Country Garden Raises $1.65 Billion in Hong Kong IPO (Update3)
By Bei Hu and John Liu
April 13 (Bloomberg) -- Country Garden Holdings Co., China's most profitable developer, raised HK$12.9 billion ($1.65 billion) in a Hong Kong initial public offering, two people with direct knowledge of the share sale said.
Country Garden sold 2.4 billion shares, equal to a 15 percent stake, at HK$5.38 apiece, said the people who declined to be identified because the details are still private. The sale, at the top end of the range, values Country Garden at about $11 billion in the biggest IPO by a Chinese real estate developer.
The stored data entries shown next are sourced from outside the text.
PR #143, opened 2020-10-09
feat: Verify Client Certificate

### LINKED ISSUE #81: HTTP receiver: Authorize based of contents of client certificate
#40 is about authenticating with a client certificate, but this issue should handle how we can carry out authorization based on client certificates.

E.g.: Even if a client has a valid certificate, we want to be able to distinguish one client from an other.

This depends on #40 being completed.

sklirg:
Depends on #142.

Fixes #81 

Only includes verification checks of DNS names.

### DIFF
--- a/receiver/http.go
+++ b/receiver/http.go
@@ -41,8 +41,11 @@ var httpLog = skogul.Logger("receiver", "http")
 
 // HTTPAuth contains ways to authenticate a HTTP request, e.g. Username/Password for Basic Auth.
 type HTTPAuth struct {
-	Username string `doc:"Username for basic authentication. No authentication is required if left blank."`
-	Password string `doc:"Password for basic authentication."`
+	Username              string `doc:"Username for basic authentication. No authentication is required if left blank."`
+	Password              string `doc:"Password for basic authentication."`
+	SANDNSName            string `doc:"DNS name which has to be present in SAN extension of x509 certificate when using Client Certificate authentication"`
+	SkipCertificateVerify bool   `doc:"Skip verifying certificate. (default: false)"`
+	path                  string
 }
 
 /*
@@ -57,7 +60,6 @@ type HTTP struct {
 	Certfile             string                        `doc:"Path to certificate file for TLS. If left blank, un-encrypted HTTP is used."`
 	Keyfile              string                        `doc:"Path to key file for TLS."`
 	ClientCertificateCAs []string                      `doc:"Paths to files containing CAs which are accepted for Client Certificate authentication."`
-	SANDNSName    string                        `doc:"DNS name which has to be present in SAN extension of x509 certificate when using Client Certificate authentication"`
 }
 
 // For each path we handle, we set up a receiver such as this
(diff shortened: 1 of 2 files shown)


sklirg:
One interesting caveat: This verification has to happen before "HTTP", which means that we don't know what URL the user is accessing at the point of verification. In turn, this means that our current "auth"-dict which is based on `/path`s will not work for verifying using client certificates.

Potentially, we'll have to create separate http receivers for each handler. It's not a problem, really, it just doesn't work as well with our existing auth-scheme.

receiver/http.go
```diff
@@ -56,6 +57,7 @@ type HTTP struct {
 	Certfile      string                        `doc:"Path to certificate file for TLS. If left blank, un-encrypted HTTP is used."`
 	Keyfile       string                        `doc:"Path to key file for TLS."`
 	AcceptableCAs []string                      `doc:"Paths to files containing CAs which are accepted for Client Certificate authentication."`
+	SANDNSName    string                        `doc:"DNS name which has to be present in SAN extension of x509 certificate when using Client Certificate authentication"`
```
sklirg: We could try to work this more into the style of HTTPAuth (line 42-46), as adding struct fields for each of the potential ways to verify (including DNSNames, EmailAddresses, IPAddressess, URIs) could become a bit messy if all added onto the base HTTP struct.

Just a thought.

receiver/http.go
```diff
@@ -192,6 +198,43 @@ func (htt *HTTP) Start() error {
 	return skogul.Error{Reason: "Shouldn't reach this"}
 }
 
+// verifyPeerCertificate verifies a client certificate presented to us
+// during TLS handshake by comparing its extensions (such as SAN) to
+// some expected value(s)
+func (htt *HTTP) verifyPeerCertificate(_ [][]byte, verifiedChains [][]*x509.Certificate) error {
+	certLogger := httpLog
```
sklirg, line 223: Logs in here should maybe be left out of the common path, i.e. opt-in through config? This could be a high throughput function which shouldn't incur any extra overhead unless requested.

receiver/http.go
```diff
@@ -192,6 +198,43 @@ func (htt *HTTP) Start() error {
...
+	certLogger.Tracef("Verifying %d certificate chains", len(verifiedChains))
+	for _, chain := range verifiedChains {
+		if len(chain) < 1 {
+			// Chain has no certificates (?)
+			continue
+		}
+		cert := chain[0]
+		certLogger := certLogger.WithFields(log.Fields{
```
KristianLyng: I am not a big fan of overshadowing variable names O_o. The logger isn't a big issue, but imagine trying to debug this at 3AM and not understanding why certLogger means something different on line 206 and line 222.

KristianLyng (changes requested):
Right, so the big thing about this is obviously the lack of granularity.

AFAICT, there's not cryptographic reason why we can't check the SAN-DNS connection after we've got the request. We should then have validated the certificate and established a TLS session both ways. 

However, I realize that this implementation is by far the most trivial since it basically offloads the entire job to the standard library.

However, did you investigate if we can authorize in ServeHTTP instead? I see that we have http.Request there, which in turn has tls.ConnectionState which IN turn has the same verifiedChains array that verifyPeerCertificate relies on. Perhaps we can simply call it manually in ServeHTTP with relevant path(s) instead of relying on it being called implicitly? At first glance, that doesn't seem like too much effort, and would allow us to have path-specific authorization again.

As for how to configure that, I'm thinking just adding SANDNSName to HTTPAuth is an alternative, though it requires some more Validate() work to be fool proof.

sklirg:
I moved the verification logic into the auth handler, as is done for basic auth. It seems to play nice.

KristianLyng (approved):
This looks good to me now.

PR #144, opened 2020-10-12
Chore: Update a ton of copyright-headers

KristianLyng:
I tried to verify that they have actually been updated in 2020, but I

The sale underscores investor optimism about China's property market even as the government tries to prevent overheating. Average home prices jumped 12 percent last year in Guangdong, where home sales rose 22 percent annually in the decade through 2005.
``People are really bullish on this company because it has a large land bank, which means the company will have great cash flow and great bottom-line growth,'' said Oscar Choi, a real estate analyst at DBS Vickers Securities Hong Kong Ltd.
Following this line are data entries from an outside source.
PR #146, opened 2020-10-12
feat: Add parse transformer

sklirg:
The parse transformer is a transformer which supports specifying a
parser to use for a specific source field, parsing that field using a
skogul parser.

~~Note: This does not support using a parser defined in "parsers". I'm thinking this should be supported, but could perhaps be left out for this first release?~~

### DIFF
--- a/transformer/auto.go
+++ b/transformer/auto.go
@@ -50,6 +50,12 @@ func init() {
 		Help:    "Enforces custom-rules for data fields of metrics.",
 	})
 	Auto.Add(skogul.Module{
+		Name:    "parse",
+		Aliases: []string{},
+		Alloc:   func() interface{} { return &Parse{} },
+		Help:    "Parses a metric using a skogul parser",
+	})
+	Auto.Add(skogul.Module{
 		Name:    "split",
 		Aliases: []string{},
 		Alloc:   func() interface{} { return &Split{} },
--- a/transformer/parse.go
+++ b/transformer/parse.go
@@ -2,60 +2,44 @@ package transformer
 
 import (
 	"fmt"
-	"strings"
 	"sync"
 
 	"github.com/telenornms/skogul"
-	"github.com/telenornms/skogul/parser"
 )
 
 var parseLog = skogul.Logger("transformer", "parser")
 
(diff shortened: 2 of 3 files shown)


transformer/parse.go
```diff
@@ -0,0 +1,123 @@
...
+	"sync"
+
+	"github.com/telenornms/skogul"
+	"github.com/telenornms/skogul/parser"
+)
+
+var parseLog = skogul.Logger("transformer", "parser")
+
+type Parse struct {
+	Parser              string `doc:"Name of skogul parser to use. Note: has to be auto-initialisable."` // Feature request: Re-use parser unmarshal logic here
```
KristianLyng: This should be a ParserRef instead of a string. That will make the config engine resolve the parser for you making that part of the PR redundant. With the implicitly created modules, it would still work just fine without requiring the user to specify a json-parser, but it will allow them to use parsers that have configuration in the future.

The only change should be changing this from string to ParserRef, removing the lower-case "parser", removing the lookup-code, and using Parser.P instead of lowercase "parser".

transformer/auto.go
```diff
@@ -49,6 +49,12 @@ func init() {
 		Alloc:   func() interface{} { return &Data{} },
 		Help:    "Enforces custom-rules for data fields of metrics.",
 	})
+	Auto.Add(skogul.Module{
+		Name:    "parse",
+		Aliases: []string{},
+		Alloc:   func() interface{} { return &Parse{} },
+		Help:    "Parses a metric using a skogul parser",
```
KristianLyng, line 56: I would perhaps add something about it being somewhat recursive. Something like "Re-parse a field in a metric using a Skogul parser. E.g.: If a metric is json-encoded, but a field in the metric is a text-string of key=value pairs, the handler will parse the JSON, and this parse transformer can be used to parse the key=value pairs." ?

KristianLyng (changes requested):
The idea behind this transformer is brilliant in its simplicity! I never even thought about it myself. 

Two things would be nice, though:

1. It needs to use ParserRef instead of doing the lookup itself.
2. There should be at least one or two test-cases, even if they are simple.

PR #147, opened 2020-10-14
feat: Add a target for releasing skogul

sklirg:
Mainly inspired by the fact that we probably should use `-a` when
tagging releases, but this way we'll have a common way of doing releases
locally. Maybe we could add a default release message too, such as
`release version v{version}` and/or the relevant section of docs/NEWS.


sklirg:
Also, this is definitely not just because we aimed for 0 open PRs by Friday.. 👀

PR #151, opened 2020-10-16
Introduce golint and fix various minor nitbits

KristianLyng:
Most of these fixes are at best semi-valid, but some inefficient
assignment fixes represent missing error-handling, so that's a nice
catch.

Country Garden, based in Foshan in Guangdong province, is raising money to fund projects ranging from apartments to townhouses and villas, as well as to buy more building sites. The province's economy grew 13.8 percent in 2005, compared with 10.4 percent for the nation as a whole.
Morgan Stanley and UBS AG arranged the share sale.
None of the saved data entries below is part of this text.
Issue #148, opened 2020-10-15
Make UDP packet size configurable


sklirg:
Hard-coding the UDP packet size to 9000 is not necessary. Interfaces might have bigger MTUs than that, for example loopback, which sports a massive 65k in linux.

https://github.com/telenornms/skogul/blob/v0.10.0/receiver/udp.go#L85

moogacs:
I think I am gonna work on that one, it it's ok with you

KristianLyng:
fixed by #155

PR #155, opened 2020-10-21
upd: make UDP packet size configurable #148

moogacs:
making udp packet size. configurable with taking care the UDP_MAX_READ_SIZE which is "65535" and updating the test files

### DIFF
--- a/receiver/udp.go
+++ b/receiver/udp.go
@@ -29,6 +29,7 @@ import (
 
 	"errors"
 	"github.com/telenornms/skogul"
+	"strconv"
 )
 
 const (
@@ -63,7 +64,7 @@ func (ud *UDP) process() {
 // never returns.
 func (ud *UDP) Start() error {
 	if ud.PacketSize < 0 || ud.PacketSize > UDP_MAX_READ_SIZE {
-		return errors.New("invalid udp packet size, maximum udp read size is between 0 and " + string(UDP_MAX_READ_SIZE))
+		return errors.New("invalid udp packet size, maximum udp read size is between 0 and " + strconv.Itoa(UDP_MAX_READ_SIZE))
 	}
 	if ud.Backlog == 0 {
 		ud.Backlog = 100
--- a/receiver/udp.go
+++ b/receiver/udp.go
@@ -27,7 +27,6 @@ import (
 	"net"
 	"runtime"
 
-	"errors"
 	"github.com/telenornms/skogul"
 	"strconv"
 )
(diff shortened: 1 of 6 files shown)


receiver/udp.go
```diff
@@ -56,6 +63,9 @@ func (ud *UDP) process() {
 // listening for incoming UDP messages on the configured address. Start
 // never returns.
 func (ud *UDP) Start() error {
+	if ud.PacketSize < 0 || ud.PacketSize > UDP_MAX_READ_SIZE {
+		return errors.New("invalid udp packet size, maximum udp read size is between 0 and " + strconv.Itoa(UDP_MAX_READ_SIZE))
+	}
```
sklirg: This check could be done as part of `Verify()`. I see that this receiver doesn't have it yet, but if you add it there it makes more sense, and it'll stop the program from starting up in the first place instead of erroring upon input.

`func (ud *UDP) Verify() error {}` and then return an error from there if the configuration is wrong. (Look at receivers/http.go for an example of the `Verify()` func)

You should also return the `skogul.Error` struct instead of using `errors`, putting the error message in `Reason` and write `udp-receiver` in `Source`.

receiver/udp.go
```diff
@@ -56,6 +63,9 @@ func (ud *UDP) process() {
 // listening for incoming UDP messages on the configured address. Start
 // never returns.
 func (ud *UDP) Start() error {
+	if ud.PacketSize < 0 || ud.PacketSize > UDP_MAX_READ_SIZE {
```
sklirg: Read my note above/below (regarding Verify()), and after that is fixed - I think a PacketSize  of 0 should mean "use default", and the default can probably be 9000.
This also has the benefit of test cases not needing to be touched as much, and it keeps backward compatibility.

receiver/udp.go
```diff
@@ -27,18 +27,25 @@ import (
...
-	ch      chan []byte       // Used to pass messages from the accept/read-loop to the worker pool/threads.
+	Address    string            `doc:"Address and port to listen to." example:"[::1]:3306"`
+	Handler    skogul.HandlerRef `doc:"Handler used to parse, transform and send data."`
+	Backlog    int               `doc:"Number of queued messages that are not delivered before the receiver starts blocking. Defaults to 100. Even when this is full, the kernel will still buffer data on top of this value. Higher values give smoother performance, but slightly more memory usage. Actual memory usage is a factor of average message size * backlog-fill."`
+	Threads    int               `doc:"Number of worker go routines to use, which loosely translates to parallel execution. Defaults to number of CPU threads, with a minimum of 20. There is no correct number, but the value depends on how fast your senders are."`
+	ch         chan []byte       // Used to pass messages from the accept/read-loop to the worker pool/threads.
+	PacketSize int               `doc:"UDP Packet size note: max. UDP read size is 65535"`
```
sklirg, line 46: Might be a nitpick, but I'd prefer if the private arguments are last, so if you swap the place of this and `ch`, that would be great. :)

sklirg (changes requested):
Hi there! Thanks a lot for you contribution 🎉 

I'd be glad to merge these changes if you could fix the things I commented on! :shipit: 

Do not hesitate to ask if anything is unclear. :D

receiver/udp.go
moogacs: so all comments has to fixed with last commit

sklirg (approved):
LGTM :shipit:

KristianLyng (approved):
Looks good to me, nice to get this fixed.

Callis Lau, an external spokeswoman for Country Garden, and Chris Cockerill, a UBS spokesman in Hong Kong, declined to comment. Wayne Fu, a Hong Kong-based spokesman at Morgan Stanley, also declined to comment.
Richest Woman
The sale makes Yang Huiyan, the 25-year-old daughter of company founder and Chairman Yeung Kwok Keung, China's richest woman. Her stake held on behalf of her family is valued at about $6.6 billion, according to Bloomberg News calculations, or almost three times the latest Forbes-estimated wealth of Yan Cheung, chairwoman of manufacturer Nine Dragons Paper (Holdings) Ltd.
Yang, who owned 70 percent of Country Garden before the stock sale, stands to see her ownership diluted to 59.5 percent after the IPO before any sale of extra shares to cover excess demand, the sale document said.
Most Profitable
Five corporate investors bought a combined HK$3.5 billion of shares through the institutional portion of the sale. The investors were controlled by Temasek Holdings Pte., Hong Kong billionaires and developers Lee Shau-kee and Cheng Yu-tung, Citic Pacific Ltd., and the Kuok Group, founded by Robert Kuok, the Malaysian palm-oil-to-hotel billionaire.
Country Garden may post HK$3.9 billion of profit this year, the most for a China developer, Morgan Stanley estimated in a March 16 report obtained from a fund manager. The company was the largest domestic developer by operating income in 2005, according to China's National Bureau of Statistics.
Hong Kong individuals ordered more than 250 times the amount of stock initially reserved for them. A so-called clawback from institutional buyers will double the number of shares offered to them to 480 million, or 20 percent of all initial public offering shares.
International institutions bought the remaining 1.92 billion shares, or 80 percent of the offering.
Land Bank
The company may sell another 360 million shares, or 15 percent of the original size of the offering, to cover the excess demand, lifting the amount raised to HK$14.8 billion.
The IPO values Country Garden at about 21.3 times forecast earnings of 25 Hong Kong cents a share for this year. China Vanke Co., the nation's biggest publicly traded real estate developer, trades at 23.4 times estimated 2007 profit.
Country Garden, which started developing property in 1997, has 27 projects with an average gross floor area close to 900,000 square meters, according to the Morgan Stanley report. About 87 percent of that floor area is in the company's home province of Guangdong, the report said.
China is taking steps to curb property overinvestment as part of a plan to prevent the economy overheating. The government has tightened controls on land use, imposed more property taxes and vowed to more strictly enforce the land appreciation tax. The central bank has also raised interest rates three times in the past year.
Country Garden has about 18 million square meters of land waiting to be developed, which may help boost annual profit 120 percent in 2007 and as much as 70 percent in 2008, Choi of DBS Vickers said.
The stock is scheduled to begin trading on the Hong Kong Stock Exchange on April 20.